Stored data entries
PR #665, opened 2017-02-04
Feature/avoid room

karlthepagan:
this is a little more experimental. It's based on #647 but restores the room avoidance functionality

This is probably as good as I can do until I work out the custom costmatrix (which is a much bigger difference).

Test instructions:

*TASK PROMPT*:
Exactly the lines from the one containing "this is a little" to the final line of the entries must be restated, and no others.

*RESPONSE FOR THIS EXERCISE*:
this is a little more experimental. It's based on #647 but restores the room avoidance functionality

This is probably as good as I can do until I work out the custom costmatrix (which is a much bigger difference).

Test instructions:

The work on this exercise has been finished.